Gambar 4. Teknologi aplikasi lahan (PTPN IV, 2004)
Pengelolaan limbah padat dengan teknologi mulsa
Penanganan limbah padat berupa tandan kosong sawit dengan menggunakan tekologi mulsa merupakan teknologi penanganan yang paling mudah dan murah diantara sistem penanganan limbah padat lainnya. Proses teknologi mulsa hanya dilakukan dengan meletakkan dan mengatur tandan kosong sawit pada bagian-bagian dari lahan perkebunan sebagai pupuk organik. Penyebaran TKS harus sesuai dengan prosedur
42 agar tidak memicu pembususkan pada tanaman kelapa sawit (PPKS, 2000).
Selain pemanfaatan nilai haranya, dengan teknologi mulsa juga dapat diperoleh keuntungan sebagai berikut.
• Perbaikan struktur tanah oleh mikroorganisme pada pelapukan tandan buah sawit
• Pengurangan erosi tanah karena pembentukan lapisan pelindung
• Perbaikan penahanan air dan pengurangan penguapan oleh lapisan yang terbentuk.
Ada beberapa kerugian pemanfaatan mulsa sebagai pengganti pupuk anorganik, yaitu dapat terjadinya pembentukan jamur karena masih memiliki nilai hara yang tinggi sehingga menimbulkan pencemaran bau pada areal perkebunan. Kontrol yang kurang terhadap nilai-nilai parameter juga dapat memicu proses anaerob yang menyebabkan kematian tanaman kelapa sawit.

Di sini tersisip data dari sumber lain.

PR #171, opened 2026-08-27
fix(core): CLI - runtime separation

rmlearney-digicatapult:
* Remove paths which propagate envars into runtime
* CLI now owns filesystem logic
* Added `resolveControlledDid` callback to `ResolutionOptions` interface to enable caller/wrapper to pass locally controlled DID Log into runtime. Used by the CLI along with its new envar handling logic.


brianorwhatever (approved):
Clean separation, and the package-boundary test is a nice guard against regressions. LGTM.

PR #22, opened 2025-07-19
jir-dummy-permissions

jirhiker:
WIP: Authentication/Permissions

### DIFF
--- a/api/thing.py
+++ b/api/thing.py
@@ -215,7 +215,7 @@ def create_thing_id_link(link_data: CreateThingIdLink, session: session_dependen
 def create_well(
     well_data: CreateWell,
     session: Session = Depends(get_db_session),
-    user = well_user_dependency
+    user=well_user_dependency,
 ) -> WellResponse:
     """
     Create a new well in the database.
--- a/api/thing.py
+++ b/api/thing.py
@@ -13,11 +13,10 @@
 # See the License for the specific language governing permissions and
 # limitations under the License.
 # ===============================================================================
-from typing import List, Annotated, Union
-from shapely.geometry import mapping
-from shapely import wkb
-from fastapi import APIRouter, Depends, Query
+from fastapi import APIRouter, Depends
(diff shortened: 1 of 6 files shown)


api/thing.py
```diff
@@ -217,11 +221,14 @@ def create_thing_id_link(link_data: CreateThingIdLink, session: session_dependen
     status_code=status.HTTP_201_CREATED,
 )
 def create_well(
-    well_data: CreateWell, session: Session = Depends(get_db_session)
+    well_data: CreateWell,
+    session: Session = Depends(get_db_session),
+    # user = well_user_dependency
```
jacob-a-brown: How come the user doesn't need to be authenticated to create a new well at this POST endpoint?

api/thing.py
```diff
@@ -23,7 +23,11 @@
 from starlette import status
 
 from api.pagination import CustomPage
-from core.dependencies import session_dependency
+from core.dependencies import (
+    session_dependency,
+    well_user_function,
```
chasetmartin: Is well_user_function a necessary import? Is it needed because well_user_dependency depends on it when it's defined in dependencies.py?

chasetmartin (approved):
Looks good to me for starting to test auth

api/thing.py
jirhiker: commented out for testing. We need to protect most of the post endpoints with user dependencies

api/thing.py
jirhiker: not a necessary import.  will be removed

jacob-a-brown: The `black` linter can be used to find (and subsequently remove) unused imports. This can be set up in both GitHub Actions and pre-commit hooks. My dev branch has `.pre-commit-config.yaml` set up - it'll be available after I finish with Docker and open a PR.

api/thing.py
jacob-a-brown: Should this be left in for security and consistency? You are overriding the dependency in the `thing` tests so it should still run correctly.

PR #23, opened 2025-07-20
jir-contact-thing-service

jirhiker:
⚠️ Make sure to look into merging PR #28 

added patch endpoints for contact and thing.

```
thing/{thing_id}
thing/{thing_id}/location
thing/{thing_id}/well or thing/well/{well_id}

/contact/address/{address_id}
/contact/phone/{phone_id}
/contact/email/{email_id}
/contact/{contact_id}
```


api/thing.py
```diff
@@ -107,9 +120,12 @@ def get_things(
 
 @router.get("/well", summary="Get all wells")
 async def get_wells(
+    session: session_dependency,
     # api_id: str = None,
     # ose_pod_id: str = None,
-    session: session_dependency,
+    sort: str = None,
+    order: str = None,
+    filter_: Annotated[str, Field(alias="filter")] = None,
```
jacob-a-brown, line 136: Will this turn into an enums of possible filters? Or will that be dependent on the model(s) being filtered? Because their columns will change.

db/contact.py
```diff
@@ -80,8 +81,8 @@ class Address(Base, AutoBaseMixin):
     city = Column(String(100), nullable=False)
     state = Column(String(50), nullable=False)
     postal_code = Column(String(20), nullable=False)
-    country = Column(String(100), nullable=True)
-    address_type = lexicon_term(nullable=True)
+    country = Column(String(100), nullable=False, default="US")
```
jacob-a-brown: US or USA?

schemas_v2/contact.py
```diff
@@ -135,3 +138,104 @@ class CreateContact(BaseModel):
...
+
+class ContactResponse(ORMBaseModel):
+    """
+    Response schema for contact details.
+    """
+
+    things: List[ThingResponse] = []  # List of related things
+    id: int
+    name: str
+    role: str
```
jacob-a-brown, line 188: eventually this will be an enum?

jacob-a-brown: or keep that info in the database table?

schemas_v2/location.py
```diff
@@ -15,10 +15,40 @@
...
 
 
+# -------- CREATE ----------
+class CreateLocation(BaseModel):
+    """
+    Schema for creating a sample location.
+    """
+
+    notes: str | None = None
+    point: str = "POINT(0 0)"  # Default to a point at the origin
```
jacob-a-brown: should this be required?

schemas_v2/location.py
```diff
@@ -15,10 +15,40 @@
...
+    release_status: str | None = "draft"
+
+
+class CreateGroup(BaseModel):
+    """
+    Schema for creating a group.
+    """
+
+    name: str
+
```
jacob-a-brown, line 53: how about a `description` field?

jacob-a-brown (commented):
Should `POST` and `PATCH` endpoints have rollbacks for security? We can put these into a `try/except` statement like

```
try:
    <create object with info>
    <flush object>
    db.commit()
except Exception as e:
    db.rollback()
    raise HTTPException(status_code=500, detail=str(e))
finally:
    db.close()
```

In the case of an asset, where a file is being uploaded somewhere, it should be deleted in the `except` clause. Since this is a POC, though, if we move forward with FastAPI and SQL Alchemy we can create a ticket to backfill these implementations.

schemas_v2/contact.py
jirhiker: we need to have a discussion and develop an ADR about where our lexicon lives.

db/contact.py
jirhiker: I don't have a strong opinion. Probably should be a `lexicon_term` and be spelled out as `United States`

jirhiker:
> Should `POST` and `PATCH` endpoints have rollbacks for security? We can put these into a `try/except` statement like
> 
> ```
> try:
>     <create object with info>
>     <flush object>
>     db.commit()
> except Exception as e:
>     db.rollback()
>     raise HTTPException(status_code=500, detail=str(e))
> finally:
>     db.close()
> ```
> 
> In the case of an asset, where a file is being uploaded somewhere, it should be deleted in the `except` clause. Since this is a POC, though, if we move forward with FastAPI and SQL Alchemy we can create a ticket to backfill these implementations.

Im not sure this is necessary and potential can obsure other issues, but if we encounter a need for such a guard we can add it to the backlog.

api/thing.py
jirhiker: sort, order, and filter_ are to service the front end client's data table requirements.  

filter_ will be a dict like `filter={"field":"id","value":1,"operator":"eq"}`

schemas_v2/location.py
```diff
@@ -27,7 +27,7 @@ class CreateLocation(BaseModel):
     """
 
     notes: str | None = None
-    point: str = "POINT(0 0)"  # Default to a point at the origin
+    point: str  # point is required and should be in WKT format
```
jacob-a-brown, line 31: We can add `@field_validators` to ensure WKT. Google's AI suggested using shapely for this - something like

```
from shapely import wkt

@field_validator("point")
def validate_point_is_wkt(cls, point):
    try:
        geometry = wkt.loads(value)
        if not geometry.is_valid:
            raise ValueError("WKT geometry is not topologically valid")
        return value
    except Exception as e:
        raise ValueError(f"Invalid WKT geometry: {e}")
```

validators could also be used to ensure that the geometry is a point.

jirhiker: done

jacob-a-brown (approved):

PR #29, opened 2025-07-21
BDMS-20: Update CD Action - UV Pip Freeze and GAE Delete Oldest Version

chasetmartin:
This PR:
 - Updates the staging deploy action to use uv pip freeze to generate the necessary requirements.txt file. I believe these steps will take care of this.
 - Adds a step for listing the app engine versions, finding the oldest one, then deleting it (after deployment of the new version)
 - Removes the --no-promote flag so traffic is immediately directed to deployed version


chasetmartin:
@jirhiker Alright I added in the cleanup oldest version step to this same PR

jirhiker (approved):
Ill approve this pull request but I have a question about creating and deleting the app.yaml file.

What about using environment variables in the app.yaml file and then adding an app.yaml file to the repo? (instead of creating it in the GitHub Action yaml file)

you still can use the github secrets, just write the secret to the env var in the first step of the job

lastly is there a need to delete the app.yaml file? Is that recommended practice for any files created on a github action worker VM?

chasetmartin:
@jirhiker Yeah I think we can do that, as long as we don't mind the app.yaml file living in the repo. I see nothing wrong with this and it will simplify the entire action.

PR #35, opened 2025-07-23
fix: update contact model with alembic

jacob-a-brown:


ksmuczynski (approved):

chasetmartin (approved):

jirhiker (approved):

jirhiker:
Should we consider an automated process for running the alembic migrations on the production database?

jacob-a-brown:
That sounds like a good idea to me. Would tests be one-offs for a migration? That could also be a good way to track schema changes. The tests would have to be performed against databases with actual data to see if anything break or any errors are raised (production data in a testing environment? by using Docker images we could quickly spin up a database and then populate it with the existing production data and run tests/migrations).

I had some test data in my database and when I applied the migration it ran into an error, which elucidated this testing need to me (easily taken care of locally by deleting and remaking the database locally, but that won't always be the case because we won't want to spin down a production database).

PR #36, opened 2025-07-23
jir-fix-thing-api

jirhiker:


jacob-a-brown (commented):
This pertains to discussions later, but if there's a one-to-one correspondence between a type and a thing (e.g. a well and a thing) why have the extra type in the path (e.g. `base` or `well`)? Why not just retrieve the `thing` and all of its associated properties by getting the `thing` with `thing_id`?

PR #48, opened 2025-07-28
BDMS-28:  Groundwater Level entry form

jirhiker:
This updates the api with a few API endpoints and query parameters. It is a relatively minor update.  

Although adding a gwl observation is now functional via DM, some discussion is probably required regarding "Series"


tests/__init__.py
```diff
@@ -33,15 +36,64 @@
...
 
-@pytest.fixture(scope="function")
+@pytest.fixture(scope="module")
+def sample():
+    with session_ctx() as session:
+        loc = Location(point="SRID=4326;POINT(0 0)")
+        session.add(loc)
+        session.commit()
+
+        thing = add_thing(
```
jacob-a-brown: instead of creating a `thing` here you can make the thing fixture an argument in your sample fixture. the thing fixture will then be run before the sample fixture, which also shows how sample is dependent on thing.

jacob-a-brown: the attributes of the `thing` created by the fixture can still be retrieved, such as when `thing_id` needs to be populated.

jacob-a-brown (commented):
these look good to me. i made some refactor/todo comments in my development branch about putting fixtures in one location, which is being done here in `tests/__init__.py`. I'll remove those comments.

an update i think that should occur is that records should be deleted in the fixtures so that tests are independent of each other.

in the sample fixture, for example, after `yield sample` and `session.close()` one can call

```
session.query(Sample).delete()
```

jacob-a-brown (commented):
Do you think it would be worth setting `autouse=True` so we don't have to worry about the order in which the tests are run? If I'm understanding it correctly, this will just instantiate the fixture(s) for the full session and then they can be invoked where needed.

In the future we could also implement `conftest.py` to instantiate and share those fixtures across the testing module and we wouldn't need to worry about imports (though do imports make it easier to understand?).

https://docs.pytest.org/en/6.2.x/fixture.html#conftest-py-sharing-fixtures-across-multiple-files

jirhiker:
Test improvements are good things for the backlog.  In general, I think any improvements to tests should be out of necessity and in service to adding more functionality to the API

jacob-a-brown (approved):

PR #49, opened 2025-07-31
BDMS 22+: implement sample model | some pytest cleanup | pre-commit hooks

jacob-a-brown:
### **Why**
- It implements the current version of the sample model, with some anticipated changes coming down the road
- Updates pytest session fixtures to be in `tests/conftest.py` for repeated use and retrieval throughout the testing suite.
- Configures pre-commit hooks

### **How**
- get, post, and patch endpoints were made for the `/sample` router
- tests were made for all endpoints, as well as retrieving a single sample by its id
- pytest fixtures were moved to `tests/conftest.py` for use throughout the testing suites
- pre-commit hooks were configured in .pre-commit-config.yaml

### **Notes**
- The sample model is still being developed, but the work done here is applicable to future development so I wanted to get it into `pre-production` (the fixtures in particular)
- Notes about alembic migrations were taken in the initial migration script for when alembic and its migrations are adopted
- refactoring notes were taken and are found by searching for `REFACTOR NOTE/TODO` for future ideas/work
- Some work was done to make tests independent of each other, but that should be a task for another PR. It was only implemented a bit here.


jirhiker:
Alembic migrations do not need to be used for the tests. This seems to be a continuing source of complexity and is not necessary. These unit tests are not for testing database migrations, they are for testing that the API functions correctly.

jacob-a-brown:
Once they are fully implemented, though, shouldn't they be a part of the tests (or there would be a separate testing suite)? To ensure they are working as we expect because if the migrations don't work then the database won't be correctly configured.

api/sample.py
```diff
@@ -69,6 +68,33 @@ def add_sample(sample_data: CreateSample, session: Session = Depends(get_db_sess
 #     return adder(session, GeothermalSample, sample_data)
 
 
+# ============= Update =============================================
+@router.patch("/{sample_id}", summary="Update Sample")
+def update_sample(
+    sample_id: int,
+    sample_data: UpdateSample,
+    session: Session = Depends(get_db_session),
```
jirhiker, line 76: use the existing `session_dependency` dependency

jacob-a-brown:
That makes sense that these are API tests. Would we have a database testing suite, though, to ensure that it's all built and working as expected?

jirhiker (changes requested):
The sample api looks good and the use of fixtures in the tests is an improvement

But I do not like the use of alembic in the tests. It seems unnecessary and adds complexity that is a distraction from the true purpose of the tests

jacob-a-brown:
I'm now using `Base.metadata.drop_all(engine)` and `Base.metadata.create_all(engine)` for the tests since these are just API, not database, tests.

api/sample.py
jacob-a-brown: `session_dependency` is now used

jirhiker (approved):

PR #53, opened 2025-08-01
fix: fixed init_lexicon

jirhiker:
### **Why**
This PR fixes initialization of the lexicon from the lexicon.json. There was an issue when adding a term to multiple categories. 

### **How**
- fixed `init_lexicon` to either add or use and existing term. If the term exists it still will try to add to a category

### **Notes**
N/A


chasetmartin (approved):
It's working for me! I'll push my address_type changes to data manager.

Pengelolaan limbah cair dan limbah padat (TKS) dengan teknologi pengomposan
Teknologi pembuatan kompos (Gambar 5) pada pabrik kelapa sawit terdiri dari 5 tahapan proses, yaitu : (PTPN IV, 2003)
i) Pencacahan Tandan Kosong Sawit
Pencacahan dilakukan untuk mengecilkan ukuran tandan kosong sawit sehingga bidang kontak proses dapat menjadi lebih besar dan proses pengomposan dapat berjalan dengan baik.
ii) Pembuatan Tumpukan
Pembuatan tumpukan dimaksudkan agar bahan pembuatan dapat ditangani dengan mudah dan bahan tidak bercecer ke mana-mana. Pembuatan tumpukan umunya memiliki lebar 3 meter dan tinggi mencapai 1,2 meter, sedangkan panjangnya tergantung ketersediaan lahan dan produksi kompos.
iii)Pembalikan
Pembalikan dilakukan agar seluruh bagian tumpukan memperoleh aerasi yang cukup sehingga pengomposan dapat berjalan dengan baik.
43 Pembalikan dilakukan 3 – 5 kali dalam seminggu.
iv) Penyiraman Limbah Cair PKS
Penyiraman dengan menggunakan limbah cair PKS bertujuan untuk menambah unsur hara dalam produk pengomposan. Penyiraman dilakukan 3 - 5 kali seminggu.
v) Pengeringan/Penjemuran
Pengeringan dilakukan dengan cara penjemuran dimaksudkan untuk mengurangi kadar air pada produk kompos yang diproduksi.
Beberapa keuntungan penggunaan teknologi kompos, yaitu proses terjadi secara aerobik, tanpa penambahan mikroorganisme, waktu pengomposan 6-8 minggu, mutu produk tinggi dan homogen, resiko kegagalan kecil, memanfaatkan limbah cair, dan kebutuhan tenaga kerja rendah.